Assigned task
Write out again only the lines that run from the start of the entries to the line containing "We've been down", both included.

Exercise input

PR #1645, opened 2026-03-20
Match modern material names on legacy

calcastor:


Pablete1234 (changes requested):
We've been down the path of xseries in the past and it made the jar bigger and things harder on PGM. We opted to have our own abstractions because they suited us better, and is the reason we have pgm's BlockMaterialData/ItemMaterialData and MaterialMatcher with per-platform implementations.

I suspect the reason for this change is for legacy server support of post-flattening names (ie: gray_carpet instead of carpet:7), and if that's the case i think i'd rather maintain our own lightweight remapping for the cases that are relevant, like `color_material` remapping to `material:color`.

platform/platform-sportpaper/src/main/java/tc/oc/pgm/platform/sportpaper/material/ModernMaterialNames.java
```diff
@@ -0,0 +1,371 @@
...
+    put("SKELETON_SKULL", 0, "SKULL_ITEM");
+    put("SKELETON_WALL_SKULL", 0, "SKULL_ITEM");
+    put("WITHER_SKELETON_SKULL", 1, "SKULL_ITEM");
+    put("WITHER_SKELETON_WALL_SKULL", 1, "SKULL_ITEM");
+    put("ZOMBIE_HEAD", 2, "SKULL_ITEM");
+    put("ZOMBIE_WALL_HEAD", 2, "SKULL_ITEM");
+    put("PLAYER_HEAD", 3, "SKULL_ITEM");
+    put("PLAYER_WALL_HEAD", 3, "SKULL_ITEM");
+    put("CREEPER_HEAD", 4, "SKULL_ITEM");
+    put("CREEPER_WALL_HEAD", 4, "SKULL_ITEM");
```
Pablete1234: In legacy we have `SKULL` and `SKULL_ITEM`, if you're matching blocks in the world you probably want skull, if you're trying to give as part of a kit you want skull item, i have my doubts on how that all will work with this, like if you deny breaking `CREEPER_HEAD` it will actually do nothing cause the item isnt the block

platform/platform-sportpaper/src/main/java/tc/oc/pgm/platform/sportpaper/material/ModernMaterialNames.java
```diff
@@ -0,0 +1,371 @@
...
+    put("OAK_STAIRS", 0, "WOOD_STAIRS");
+    put("OAK_BOAT", 0, "BOAT");
+    put("OAK_DOOR", 0, "WOOD_DOOR");
+    put("OAK_FENCE", 0, "FENCE");
+    put("OAK_FENCE_GATE", 0, "FENCE_GATE");
+    put("OAK_BUTTON", 0, "WOOD_BUTTON");
+    put("OAK_PRESSURE_PLATE", 0, "WOOD_PLATE");
+    put("OAK_TRAPDOOR", 0, "TRAP_DOOR");
+    put("OAK_SIGN", 0, "SIGN");
+    put("OAK_WALL_SIGN", 0, "WALL_SIGN");
```
Pablete1234: These feel like they can be compacted too with a loop that goes thru the diff wood types just like colors

You can `i % 4 ` the metadata for *_LOG and *_LEAVES, and use `12 + (i % 4)` for _WOOD (as that's the all-sided-wood), as well as appending the "_2" as long as i >= 4:

```java
private static final String[] WOODS = {
    "OAK", "SPRUCE", "BIRCH", "JUNGLE", "ACACIA", "DARK_OAK"
  };
```

```suggestion
    for (int i = 0; i < WOODS.length; i++) {
      var type = WOODS[i];
      
      var suffix = i >= 4 ? "_2" : "";
      put(type + "_LOG", i % 4, "LOG" + suffix);
      put(type + "_WOOD", 12 + (i % 4), "LOG" + suffix);
      put(type + "_LEAVES", i % 4, "LEAVES" + suffix);
      
      put(type + "_PLANKS", i, "WOOD");
      put(type + "_SAPLING", i, "SAPLING");
      put(type + "_SLAB", i, "WOOD_STEP");
      
      if (i > 0) {
        put(type + "_STAIRS", 0, prefix + "_WOOD_STAIRS");
        put(type + "_DOOR", 0, prefix + "_DOOR_ITEM");
      }
      
      // Map them all to oak; other variants don't exist in 1.8
      put(type + "_BOAT", 0, "BOAT");
      put(type + "_BUTTON", 0, "WOOD_BUTTON");
      put(type + "_PRESSURE_PLATE", 0, "WOOD_PLATE");
      put(type + "_TRAPDOOR", 0, "TRAP_DOOR");
      put(type + "_SIGN", 0, "SIGN");
      put(type + "_WALL_SIGN", 0, "WALL_SIGN");
    }
    // Oak stuff that needs remapping to generic version    
    put("OAK_STAIRS", 0, "WOOD_STAIRS");
    put("OAK_DOOR", 0, "WOOD_DOOR");      
    put("OAK_FENCE", 0, "FENCE");
    put("OAK_FENCE_GATE", 0, "FENCE_GATE");
```

Keep in mind tho, this has a similar problem to the skull thing, remapping `OAK_DOOR`/`SPRUCE_DOOR` to `WOOD_DOOR`/`SPRUCE_DOOR_ITEM` (both of those are the item form) will not allow these to be used in block-based filters, as they would be searching for the wrong item.
If you're building your map for legacy, you'd have to know the distinction between item and block and use it appropriately, this takes that away from you.

Maybe you need a reverse-flattening like the 1.21 one did for material matchers (like, if you add `wool` it actually adds all 16 diff wool materials into the material matcher on modern), so that if you add `SPRUCE_DOOR` to a material matcher it actually adds both item and block form.

platform/platform-sportpaper/src/main/java/tc/oc/pgm/platform/sportpaper/material/ModernMaterialNames.java
```diff
@@ -0,0 +1,371 @@
...
+    put("VOID_AIR", 0, "AIR");
+    put("WALL_TORCH", 0, "TORCH");
+    put("WATER", 0, "STATIONARY_WATER");
+    put("WHEAT", 0, "CROPS");
+    put("WHEAT_SEEDS", 0, "SEEDS");
+  }
+
+  private static void put(String modern, int data, String legacyName) {
+    Material m = Material.getMaterial(legacyName);
+    if (m != null) {
```
Pablete1234:
```suggestion
    if (m == null) throw new IllegalArgumentException();
```
If m is null i'd throw an exception in this scenario, it means bad code referencing a non existing material.

platform/platform-sportpaper/src/main/java/tc/oc/pgm/platform/sportpaper/material/ModernMaterialNames.java
```diff
@@ -0,0 +1,394 @@
...
+      put(color + "_STAINED_GLASS", "STAINED_GLASS", i);
+      put(color + "_STAINED_GLASS_PANE", "STAINED_GLASS_PANE", i);
+      put(color + "_TERRACOTTA", "STAINED_CLAY", i);
+      // Black and white swapped for the below items
+      put(color + "_DYE", "INK_SACK", 15 - i);
+      put(color + "_BANNER", "BANNER", 15 - i);
+      put(color + "_WALL_BANNER", "WALL_BANNER", 15 - i);
+    }
+
+    put("INK_SAC", "INK_SACK"); // Black dye
```
Pablete1234:
```suggestion
    put("INK_SAC", "INK_SACK:0"); // Black dye
```
I believe modern's ink sac should only map to ink sack:0 (ie: black dye) in legacy, not to all dyes

platform/platform-sportpaper/src/main/java/tc/oc/pgm/platform/sportpaper/material/ModernMaterialNames.java
```diff
@@ -0,0 +1,394 @@
...
+    put("DIAMOND_HORSE_ARMOR", "DIAMOND_BARDING");
+
+    // Stone variants
+    put("GRANITE", "STONE:1");
+    put("POLISHED_GRANITE", "STONE:2");
+    put("DIORITE", "STONE:3");
+    put("POLISHED_DIORITE", "STONE:4");
+    put("ANDESITE", "STONE:5");
+    put("POLISHED_ANDESITE", "STONE:6");
+    put("STONE_BRICKS", "SMOOTH_BRICK");
```
Pablete1234:
```suggestion
    put("STONE_BRICKS", "SMOOTH_BRICK:0");
```
Same rationale as dyes, `STONE_BRICKS` material in modern shouldn't include mossy/cracked/chiseled if used in a material matcher

platform/platform-sportpaper/src/main/java/tc/oc/pgm/platform/sportpaper/material/ModernMaterialNames.java
```diff
@@ -0,0 +1,394 @@
...
+
+    // Sand
+    put("RED_SAND", "SAND:1");
+
+    // Sandstone
+    put("CHISELED_SANDSTONE", "SANDSTONE:1");
+    put("SMOOTH_SANDSTONE", "SANDSTONE:2");
+    put("SANDSTONE_SLAB", "STEP:1");
+    put("CHISELED_RED_SANDSTONE", "RED_SANDSTONE:1");
+    put("RED_SANDSTONE_SLAB", "STONE_SLAB2");
```
Pablete1234:
```suggestion
    // Sandstone
    put("CHISELED_SANDSTONE", "SANDSTONE:1");
    put("SMOOTH_SANDSTONE", "SANDSTONE:2"); // Modern-only
    put("CUT_SANDSTONE", "SANDSTONE:2");
    put("CHISELED_RED_SANDSTONE", "RED_SANDSTONE:1");
    put("SMOOTH_RED_SANDSTONE", "RED_SANDSTONE:2"); // Modern-only
    put("CUT_RED_SANDSTONE", "RED_SANDSTONE:2");
```
What in 1.8 we knew as "smooth (red) sandstone" in modern is actually "cut (red) sandstone", 
Modern's "smooth sandstone" didn't really exist in 1.8, but i think its a sane remap to keep both.
Also i'd move the slabs together with the rest of slabs

platform/platform-sportpaper/src/main/java/tc/oc/pgm/platform/sportpaper/material/ModernMaterialNames.java
```diff
@@ -0,0 +1,394 @@
...
+
+    // Slabs
+    put("STONE_SLAB", "STEP");
+    put("COBBLESTONE_SLAB", "STEP:3");
+    put("BRICK_SLAB", "STEP:4");
+    put("NETHER_BRICK_SLAB", "STEP:6");
+    put("QUARTZ_SLAB", "STEP:7");
```
Pablete1234, line 222:
```suggestion
    // Slabs
    put("SMOOTH_STONE_SLAB", "STEP:0");
    put("SANDSTONE_SLAB", "STEP:1");
    put("PETRIFIED_OAK_SLAB", "STEP:2");
    put("COBBLESTONE_SLAB", "STEP:3");
    put("BRICK_SLAB", "STEP:4");
    put("STONE_BRICK_SLAB", "STEP:5");
    put("NETHER_BRICK_SLAB", "STEP:6");
    put("QUARTZ_SLAB", "STEP:7");
    put("RED_SANDSTONE_SLAB", "STEP2:0");

    // Modern-only slabs that reasonably remap backwards
    put("STONE_SLAB", "STEP:0"); // remap to smooth stone
    put("SMOOTH_SANDSTONE_SLAB", "STEP:1"); // remap to sandstone slab
    put("CUT_SANDSTONE_SLAB", "STEP:1"); // remap to sandstone slab
    put("SMOOTH_RED_SANDSTONE_SLAB", "STEP2:0"); // remap to red sandstone slab
    put("CUT_RED_SANDSTONE_SLAB", "STEP2:0"); // remap to red sandstone slab
```

platform/platform-sportpaper/src/main/java/tc/oc/pgm/platform/sportpaper/material/ModernMaterialNames.java
```diff
@@ -0,0 +1,394 @@
...
+
+    // Cobblestone walls
+    put("COBBLESTONE_WALL", "COBBLE_WALL");
+    put("MOSSY_COBBLESTONE_WALL", "COBBLE_WALL:1");
+
+    // Sponge
+    put("WET_SPONGE", "SPONGE:1");
+
+    // Infested blocks
+    put("INFESTED_STONE", "MONSTER_EGGS");
```
Pablete1234:
```suggestion
    put("INFESTED_STONE", "MONSTER_EGGS:0");
```
Similar rationale as in other cases, we don't want it to match different blocks

platform/platform-sportpaper/src/main/java/tc/oc/pgm/platform/sportpaper/material/ModernMaterialNames.java
```diff
@@ -0,0 +1,394 @@
...
+    put("INFESTED_COBBLESTONE", "MONSTER_EGGS:1");
+    put("INFESTED_STONE_BRICKS", "MONSTER_EGGS:2");
+    put("INFESTED_MOSSY_STONE_BRICKS", "MONSTER_EGGS:3");
+    put("INFESTED_CRACKED_STONE_BRICKS", "MONSTER_EGGS:4");
+    put("INFESTED_CHISELED_STONE_BRICKS", "MONSTER_EGGS:5");
+
+    // Flowers
+    put("DANDELION", "YELLOW_FLOWER");
+    put("POPPY", "RED_ROSE");
```
Pablete1234:
```suggestion
    put("POPPY", "RED_ROSE:0");
```
poppy should refer only to the first red_rose state, same rationale as ink

platform/platform-sportpaper/src/main/java/tc/oc/pgm/platform/sportpaper/material/ModernMaterialNames.java
```diff
@@ -0,0 +1,394 @@
...
+    put("ALLIUM", "RED_ROSE:2");
+    put("AZURE_BLUET", "RED_ROSE:3");
+    put("RED_TULIP", "RED_ROSE:4");
+    put("ORANGE_TULIP", "RED_ROSE:5");
+    put("WHITE_TULIP", "RED_ROSE:6");
+    put("PINK_TULIP", "RED_ROSE:7");
+    put("OXEYE_DAISY", "RED_ROSE:8");
+
+    // Double-tall plants
+    put("SUNFLOWER", "DOUBLE_PLANT");
```
Pablete1234:
```suggestion
    put("SUNFLOWER", "DOUBLE_PLANT:0");
```
same here

platform/platform-sportpaper/src/main/java/tc/oc/pgm/platform/sportpaper/material/ModernMaterialNames.java
```diff
@@ -0,0 +1,394 @@
...
+    put("LILAC", "DOUBLE_PLANT:1");
+    put("TALL_GRASS", "DOUBLE_PLANT:2");
+    put("LARGE_FERN", "DOUBLE_PLANT:3");
+    put("ROSE_BUSH", "DOUBLE_PLANT:4");
+    put("PEONY", "DOUBLE_PLANT:5");
+
+    // Short plants
+    put("SHORT_GRASS", "LONG_GRASS:1");
+    put("FERN", "LONG_GRASS:2");
+    put("DEAD_BUSH", "LONG_GRASS");
```
Pablete1234:
```suggestion
    put("DEAD_BUSH", "LONG_GRASS:0");
    put("SHORT_GRASS", "LONG_GRASS:1");
    put("FERN", "LONG_GRASS:2");
```
same here

platform/platform-sportpaper/src/main/java/tc/oc/pgm/platform/sportpaper/material/ModernMaterialNames.java
```diff
@@ -0,0 +1,394 @@
...
+
+    // Stems
+    put("ATTACHED_MELON_STEM", "MELON_STEM:7");
+    put("ATTACHED_PUMPKIN_STEM", "PUMPKIN_STEM:7");
+
+    // Fish
+    put("COD", "RAW_FISH");
```
Pablete1234:
```suggestion
    put("COD", "RAW_FISH:0");
```

platform/platform-sportpaper/src/main/java/tc/oc/pgm/platform/sportpaper/material/ModernMaterialNames.java
```diff
@@ -0,0 +1,394 @@
...
+    put("MOOSHROOM_SPAWN_EGG", "MONSTER_EGG:96");
+    put("OCELOT_SPAWN_EGG", "MONSTER_EGG:98");
+    put("HORSE_SPAWN_EGG", "MONSTER_EGG:100");
+    put("RABBIT_SPAWN_EGG", "MONSTER_EGG:101");
+    put("VILLAGER_SPAWN_EGG", "MONSTER_EGG:120");
+
+    // Misc
+    put("TERRACOTTA", "HARD_CLAY");
+    put("CHARCOAL", "COAL:1");
+    put("PETRIFIED_OAK_SLAB", "WOOD_STEP:43");
```
Pablete1234: this ain't right, i've added it correctly in the slab section
```suggestion
```

platform/platform-sportpaper/src/main/java/tc/oc/pgm/platform/sportpaper/material/ModernMaterialNames.java
```diff
@@ -0,0 +1,394 @@
...
+    put("WOODEN_SLAB", "WOOD_STEP");
```
Pablete1234: "wooden slab" isn't even a thing in modern, is it?
```suggestion
```

platform/platform-sportpaper/src/main/java/tc/oc/pgm/platform/sportpaper/material/ModernMaterialNames.java
```diff
@@ -0,0 +1,394 @@
...
+    put("BEEF", "RAW_BEEF");
+    put("BREWING_STAND", "BREWING_STAND_ITEM", "BREWING_STAND");
+    put("BRICK", "CLAY_BRICK");
+    put("BRICKS", "BRICK");
```
Pablete1234: This is going to be either problematic or useless.

if someone types `BRICK` do they refer to 1.8's brick (ie: the block, not CLAY_BRICK which would be the item) or modern's `BRICK` (which would be the item).

If 1.8 material parsing takes precedence, then the remap is useless, if the remap takes precedence, you're breaking maps.

Either way i'd consider just removing the first remap and keeping just bricks -> brick (the block), and if you want to refer to the item, you'll have to use clay_brick

platform/platform-sportpaper/src/main/java/tc/oc/pgm/platform/sportpaper/material/ModernMaterialNames.java
```diff
@@ -0,0 +1,394 @@
...
+    put("BROWN_MUSHROOM_BLOCK", "HUGE_MUSHROOM_1");
+    put("CAKE", "CAKE_BLOCK");
+    put("CARROT", "CARROT_ITEM");
+    put("CARROTS", "CARROT");
```
Pablete1234: Similar scenario as bricks, "CARROT" refers to the 1.8 block, if you remap "CARROT" to "CARROT_ITEM" you're breaking block matching

platform/platform-sportpaper/src/main/java/tc/oc/pgm/platform/sportpaper/material/ModernMaterialNames.java
```diff
@@ -0,0 +1,394 @@
...
+    put("END_PORTAL", "ENDER_PORTAL");
+    put("END_PORTAL_FRAME", "ENDER_PORTAL_FRAME");
+    put("END_STONE", "ENDER_STONE");
+    put("EXPERIENCE_BOTTLE", "EXP_BOTTLE");
+    put("FARMLAND", "SOIL");
+    put("FILLED_MAP", "MAP");
+    put("FIREWORK_ROCKET", "FIREWORK");
+    put("FIREWORK_STAR", "FIREWORK_CHARGE");
+    put("FIRE_CHARGE", "FIREBALL");
+    put("FLOWER_POT", "FLOWER_POT_ITEM", "FLOWER_POT");
```
Pablete1234, line 377: In modern flower pots have many diff materials now (eg: `POTTED_POPPY`, `POTTED_CACTUS` etc), unsure if you wanna bother remapping those

platform/platform-sportpaper/src/main/java/tc/oc/pgm/platform/sportpaper/material/ModernMaterialNames.java
```diff
@@ -0,0 +1,394 @@
...
+    put("GLISTERING_MELON_SLICE", "SPECKLED_MELON");
+    put("GUNPOWDER", "SULPHUR");
+    put("HEAVY_WEIGHTED_PRESSURE_PLATE", "IRON_PLATE");
+    put("IRON_BARS", "IRON_FENCE");
+    put("IRON_DOOR", "IRON_DOOR_BLOCK");
+    put("LAVA", "STATIONARY_LAVA");
+    put("LEAD", "LEASH");
+    put("LIGHT_WEIGHTED_PRESSURE_PLATE", "GOLD_PLATE");
+    put("LILY_PAD", "WATER_LILY");
+    put("MAP", "EMPTY_MAP");
```
Pablete1234: Similar issue as the bricks problem, you have `filled_map -> map` and `map -> empty_map`, in 1.8 if someone gave a `map` they'd expect what modern calls a filled map, not an empty map

platform/platform-sportpaper/src/main/java/tc/oc/pgm/platform/sportpaper/material/ModernMaterialNames.java
```diff
@@ -0,0 +1,394 @@
...
+    put("MELON", "MELON_BLOCK");
+    put("MELON_SLICE", "MELON");
```
Pablete1234: again the brick problem

platform/platform-sportpaper/src/main/java/tc/oc/pgm/platform/sportpaper/material/ModernMaterialNames.java
```diff
@@ -0,0 +1,394 @@
...
+    put("MYCELIUM", "MYCEL");
+    put("NETHER_BRICK", "NETHER_BRICK_ITEM");
+    put("NETHER_PORTAL", "PORTAL");
+    put("NETHER_QUARTZ_ORE", "QUARTZ_ORE");
+    put("NETHER_WART", "NETHER_WARTS");
+    put("PISTON", "PISTON_BASE");
+    put("PISTON_HEAD", "PISTON_EXTENSION");
+    put("PORKCHOP", "PORK");
+    put("POTATO", "POTATO_ITEM");
+    put("POTATOES", "POTATO");
```
Pablete1234, line 399: Brick problem again

platform/platform-sportpaper/src/main/java/tc/oc/pgm/platform/sportpaper/material/ModernMaterialNames.java
```diff
@@ -0,0 +1,394 @@
...
+    put("SNOWBALL", "SNOW_BALL");
+    put("SPAWNER", "MOB_SPAWNER");
+    put("STICKY_PISTON", "PISTON_STICKY_BASE");
+    put("STONE_PRESSURE_PLATE", "STONE_PLATE");
+    put("SUGAR_CANE", "SUGAR_CANE_BLOCK");
+    put("TNT_MINECART", "EXPLOSIVE_MINECART");
+    put("VOID_AIR", "AIR");
+    put("WALL_TORCH", "TORCH");
+    put("WATER", "STATIONARY_WATER");
+    put("WHEAT", "CROPS");
```
Pablete1234: WHEAT is the item, CROPS is the block, and in legacy wheat already refers to the former

platform/platform-sportpaper/src/main/java/tc/oc/pgm/platform/sportpaper/material/ModernMaterialNames.java
```diff
@@ -0,0 +1,394 @@
...
+    put("REDSTONE_ORE", "GLOWING_REDSTONE_ORE");
+    put("REDSTONE_TORCH", "REDSTONE_TORCH_ON");
+    put("RED_MUSHROOM_BLOCK", "HUGE_MUSHROOM_2");
+    put("REPEATER", "DIODE");
+    put("REPEATING_COMMAND_BLOCK", "COMMAND");
+    put("SNOWBALL", "SNOW_BALL");
+    put("SPAWNER", "MOB_SPAWNER");
+    put("STICKY_PISTON", "PISTON_STICKY_BASE");
+    put("STONE_PRESSURE_PLATE", "STONE_PLATE");
+    put("SUGAR_CANE", "SUGAR_CANE_BLOCK");
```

Solved problem
PR #1645, opened 2026-03-20
Match modern material names on legacy

calcastor:


Pablete1234 (changes requested):
We've been down the path of xseries in the past and it made the jar bigger and things harder on PGM. We opted to have our own abstractions because they suited us better, and is the reason we have pgm's BlockMaterialData/ItemMaterialData and MaterialMatcher with per-platform implementations.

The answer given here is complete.